### Your instructions
Wherever the word "range" turns up in a line of the entries, copy that line.

### Input data

PR #96, opened 2016-05-13
PP-582 Add logging filter

imranbohoran:
## WHAT
Introducing a Logging filter that would log all incoming requests with a prefix. 
This gives us a nice trace of the request in the form of; start->error(if any)->end

## HOW TO REVIEW
Run through a payment journey and you should be able to see start->end logging for each resource hit on the connector.

## WHO
Any Dev

### DIFF
--- a/src/main/java/uk/gov/pay/api/filter/LoggingFilter.java
+++ b/src/main/java/uk/gov/pay/api/filter/LoggingFilter.java
@@ -1,0 +1,34 @@
+package uk.gov.pay.api.filter;
+
+import org.slf4j.Logger;
+import org.slf4j.LoggerFactory;
+
+import javax.servlet.*;
+import javax.servlet.http.HttpServletRequest;
+import java.io.IOException;
+
+public class LoggingFilter implements Filter {
+
+    private static final Logger logger = LoggerFactory.getLogger(LoggingFilter.class);
+
+    @Override
+    public void init(FilterConfig filterConfig) throws ServletException {}
+
+    @Override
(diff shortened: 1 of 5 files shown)


src/main/java/uk/gov/pay/api/filter/LoggingFilter.java
```diff
@@ -0,0 +1,34 @@
...
+        } catch (Throwable throwable){
+            logger.error("Exception - publicapi request - "+ requestURL + " - exception - "+ throwable.getMessage(), throwable);
+        }
+        finally {
+            logger.info("End - publicapi request - " + requestURL);
+        }
+    }
+
+    @Override
+    public void destroy() {}
```
kakumara: same comment as in connector. add a  log message here

src/main/java/uk/gov/pay/api/filter/LoggingFilter.java
```diff
@@ -0,0 +1,34 @@
+package uk.gov.pay.api.filter;
+
+import org.slf4j.Logger;
+import org.slf4j.LoggerFactory;
+
+import javax.servlet.*;
+import javax.servlet.http.HttpServletRequest;
+import java.io.IOException;
+
+public class LoggingFilter implements Filter {
```
kakumara: This one and the associated  test can easily be in a common repository so that we don't need to copy/paste code acorss repos.

kakumara:
otherwise 👍

src/main/java/uk/gov/pay/api/filter/LoggingFilter.java
imranbohoran: 👍  Will add this as part of the next PR

PR #98, opened 2016-05-17
PP 335 Publicapi pagination and navigation hal links on payment search

rahul-vinayak:
- public api payments search now accepts page and display_size params, defaults to 1 and 500 respectively.
- Responses with the pagination info total, page, display_size, count and logical navigation links (prev/next/first/last) using the HAL terminology
- Navigation links are as received from the connector and modified accordingly


rauligs:
Would be good for all of us to follow new PR template style

src/main/java/uk/gov/pay/api/exception/mapper/SearchChargesExceptionMapper.java
```diff
@@ -9,19 +9,29 @@
...
 
 public class SearchChargesExceptionMapper implements ExceptionMapper<SearchChargesException> {
-
     private static final Logger LOGGER = LoggerFactory.getLogger(SearchChargesExceptionMapper.class);
 
     @Override
     public Response toResponse(SearchChargesException exception) {
-        PaymentError paymentError = aPaymentError(SEARCH_PAYMENTS_CONNECTOR_ERROR);
-        LOGGER.error("Connector invalid response was {}.\n Returning http status {} with error body {}", exception.getMessage(), INTERNAL_SERVER_ERROR, paymentError);
+        PaymentError paymentError = null;
```
rauligs: paymentError is not being use

src/main/java/uk/gov/pay/api/resources/HalResourceBuilder.java
```diff
@@ -0,0 +1,68 @@
...
+            builder.addProperty(key, propertyMap.get(key));
+        }
+        return builder;
+    }
+
+    public String build() {
+        try {
+            return representationBuilder().build().serialize();
+        } catch (JsonProcessingException e) {
+            e.printStackTrace();
```
rauligs: Log the exception and pass the exception into it rather than doing a printStackTrace

src/main/java/uk/gov/pay/api/validation/PaymentSearchValidator.java
```diff
@@ -18,19 +18,33 @@
...
+        validatePage(pageNumber, validationErrors);
+        validateDisplaySize(displaySize, validationErrors);
 
         if (!validationErrors.isEmpty()) {
             throw new ValidationException(aPaymentError(SEARCH_PAYMENTS_VALIDATION_ERROR, join(validationErrors, ", ")));
         }
     }
 
+    private static void validatePage(String pageNumber, List<String> validationErrors) {
+        if (pageNumber!=null && Long.valueOf(pageNumber) < 1) {
```
rauligs: use isNotBlank() better?

src/test/java/uk/gov/pay/api/validation/PaymentSearchValidatorTest.java
```diff
@@ -14,46 +14,44 @@
...
+        PaymentSearchValidator.validateSearchParameters("confirmed", "ref", "2016-01-25T13-23:55Z", "2016-01-25T13:23:55Z", "1", "1");
     }
 
     @Test
     public void validateParams_shouldGiveAnErrorValidation_forAllParams() throws Exception {
+        expectedException.expect(aValidationExceptionContaining("P0401", "Invalid parameters: state, reference, from_date, to_date, page, display_size. See Public API documentation for the correct data formats"));
+        PaymentSearchValidator.validateSearchParameters("invalid", randomAlphanumeric(500), "2016-01-25T13-23:55Z", "2016-01-25T13-23:55Z", "-1", "-1");
+    }
 
+    @Test
```
rauligs: It seems some more tests could be added contemplating edge scenario cases with invalid inputs for new parameters

rauligs:
Most of the comments are minor changes, 👍  in general

src/main/java/uk/gov/pay/api/exception/mapper/SearchChargesExceptionMapper.java
rahul-vinayak: Fine to use, but I don't find it of much use, i.e. new template, people are just filling what and other info is of no use. Above is what explains what the PR is about

rahul-vinayak: paymentError is removed

src/main/java/uk/gov/pay/api/resources/HalResourceBuilder.java
rahul-vinayak: good point, done...

src/main/java/uk/gov/pay/api/validation/PaymentSearchValidator.java
rahul-vinayak: * It was a Long to start with thats why left with !=null, but isNotBlank makes sense with String.
* Integer now
* Will throw a NumberFormatException which is a Runtime exception if its not a number

src/test/java/uk/gov/pay/api/validation/PaymentSearchValidatorTest.java
rahul-vinayak: Can you be more specific on those scenarios

rauligs: For page and display size there are more failing scenarios for sure.
Is expected a long so I would add a test with a non long value (I would change it to Integer).
Is expected a long from 0? from 1? to n? n has a max value (max Integer value)
I would check for nonBlank rather than null.

rahul-vinayak: Is expected a long so I would add a test with a non long value (I would change it to Integer).
- _already changed to Integer, and have a test for non numeric value_ 
Is expected a long from 0? from 1? to n? n has a max value (max Integer value)
_added a test for max value +1 now_
I would check for nonBlank rather than null.
_already done that fix and there is a test for nulls_

PR #99, opened 2016-05-19
PP-541 Begin swap of Confirmed/Captured to Success

ijmad:
## WHAT
We allow the status 'success' to pass through publicapi without failing
validation. The Confirmed/Capture states will be removed after the changes
are applied to SelfService and Connector.

## HOW 
Add success to the list of allowed statuses. Switch some integration tests to 'success' so they will continue to be good tests after confirmed is removed.

## WHO
_Who should review this pull request:_

- [x] Developers
- [ ]  WebOps

### DIFF
--- a/src/main/java/uk/gov/pay/api/resources/PaymentsResource.java
+++ b/src/main/java/uk/gov/pay/api/resources/PaymentsResource.java
@@ -180,7 +180,7 @@ public class PaymentsResource {
                                    @Auth String accountId,
                                    @ApiParam(value = "Your payment reference to search", hidden = false)
                                    @QueryParam(REFERENCE_KEY) String reference,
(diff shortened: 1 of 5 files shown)


src/main/java/uk/gov/pay/api/resources/PaymentsResource.java
```diff
@@ -180,7 +180,7 @@ public Response searchPayments(@ApiParam(value = "accountId", hidden = true)
                                    @Auth String accountId,
                                    @ApiParam(value = "Your payment reference to search", hidden = false)
                                    @QueryParam(REFERENCE_KEY) String reference,
-                                   @ApiParam(value = "State of payments to be searched. Example=confirmed", hidden = false, allowableValues = "range[created,started,submitted,failed,cancelled,error,confirmed,captured")
+                                   @ApiParam(value = "State of payments to be searched. Example=success", hidden = false, allowableValues = "range[created,started,submitted,success,failed,cancelled,error")
```

PR #103, opened 2016-05-24
PP-335 Added a check for non numeric page, display_size passed

rahul-vinayak:
- When non numeric value for page and display_size was passed it was
handling the error however validation was not populating the proper
error message, this fixes it, with a test


mrlumbu:
👍

PR #105, opened 2016-07-14
PP-800 Support for all supported HTTP verbs in request-denied resource

rauligs:
## WHAT
- When _Naxsi_ triggers a redirect (rule violated), the request to _/request-denied_ will use the same verb as the origin request so added the other verbs for this resource.

## WHO
- [X] Developers
- [X] WebOps


PauloPortugal:
:+1:

PR #107, opened 2016-07-29
[REVIEW ONLY] PP-926 alpine linux

ijmad:
## WHAT

Preliminary test of exchanging debian base with alpine for slimmer image with less attack surface for vulnerabilities.

## HOW 
_Steps to test or reproduce:_

### DIFF
--- a/Dockerfile
+++ b/Dockerfile
@@ -1,4 +1,6 @@
-FROM java:8-jre
+FROM java:8-jre-alpine
+
+RUN apk add --no-cache bash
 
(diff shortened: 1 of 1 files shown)


ijmad:
rebuild

bazbremner:
I'd argue this isn't relevant to PP-926 - that's about directing alerts from security scans of containers, not reducing the attack service or selecting container base OSes.

Let's at least push this into another ticket, but I'm reluctant to sink too much time into this pre-MVP.

ijmad:
rebuild

PR #131, opened 2017-01-25
Upgrade dependencies

ijmad:
Upgrade jackson and commons-validator versions
Remove old/unused/broken newrelic JARs from source tree


kakumara:
👍  LGTM

PR #141, opened 2017-05-09
PP-1940 Don’t log payment descriptions because they may contain PII

alexbishop1:
Some services put personally-identifiable information into payment descriptions. In order to avoid this ending up in the logs, exclude the description when logging payment details.


bazbremner:
Looks fine to me. Avoiding merging until ZAP tests have been resolved.

PR #142, opened 2017-05-17
PP-2057 document that capture_submit_time can be null

heathd:
If we don't get an acknowledgement from a payment gateway of a capture order,
but that gateway does successfully process the order, then a payment can be
`CAPTURED` but `capture_submit_time` will be null.

### DIFF
--- a/src/main/java/uk/gov/pay/api/model/SettlementSummary.java
+++ b/src/main/java/uk/gov/pay/api/model/SettlementSummary.java
@@ -24,7 +24,7 @@ public class SettlementSummary {
         this.capturedDate = capturedDate;
     }
 
-    @ApiModelProperty(value = "Date and time capture request has been submitted", example = "2016-01-21T17:15:00Z")
+    @ApiModelProperty(value = "Date and time capture request has been submitted (may be null if capture request was not immediately acknowledged by payment gateway)", example = "2016-01-21T17:15:00Z")
     public String getCaptureSubmitTime() {
         return captureSubmitTime;
     }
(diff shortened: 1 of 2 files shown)


src/main/java/uk/gov/pay/api/model/SettlementSummary.java
```diff
@@ -24,7 +24,7 @@ public SettlementSummary(String captureSubmitTime, String capturedDate) {
         this.capturedDate = capturedDate;
     }
 
-    @ApiModelProperty(value = "Date and time capture request has been submitted", example = "2016-01-21T17:15:00Z")
+    @ApiModelProperty(value = "Date and time capture request has been submitted (may be null if capture request was not acknowledged by payment gateway)", example = "2016-01-21T17:15:00Z")
```
alexbishop1: This covers the case where the capture request times out but they then send us a notification saying it was captured, right? Perhaps “may be null if capture request was not immediately acknowledged by payment gateway” (note “immediately”) would be a little clearer.

swagger/swagger.json
```diff
@@ -767,7 +767,7 @@
         "capture_submit_time" : {
           "type" : "string",
           "example" : "2016-01-21T17:15:00Z",
-          "description" : "Date and time capture request has been submitted",
+          "description" : "Date and time capture request has been submitted (may be null if capture request was not acknowledged by payment gateway)",
```
alexbishop1: Don’t forget the Swagger!

heathd: oops, thanks.

Updated and squashed the commits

### Result below
-                                   @ApiParam(value = "State of payments to be searched. Example=confirmed", hidden = false, allowableValues = "range[created,started,submitted,failed,cancelled,error,confirmed,captured")
+                                   @ApiParam(value = "State of payments to be searched. Example=success", hidden = false, allowableValues = "range[created,started,submitted,success,failed,cancelled,error")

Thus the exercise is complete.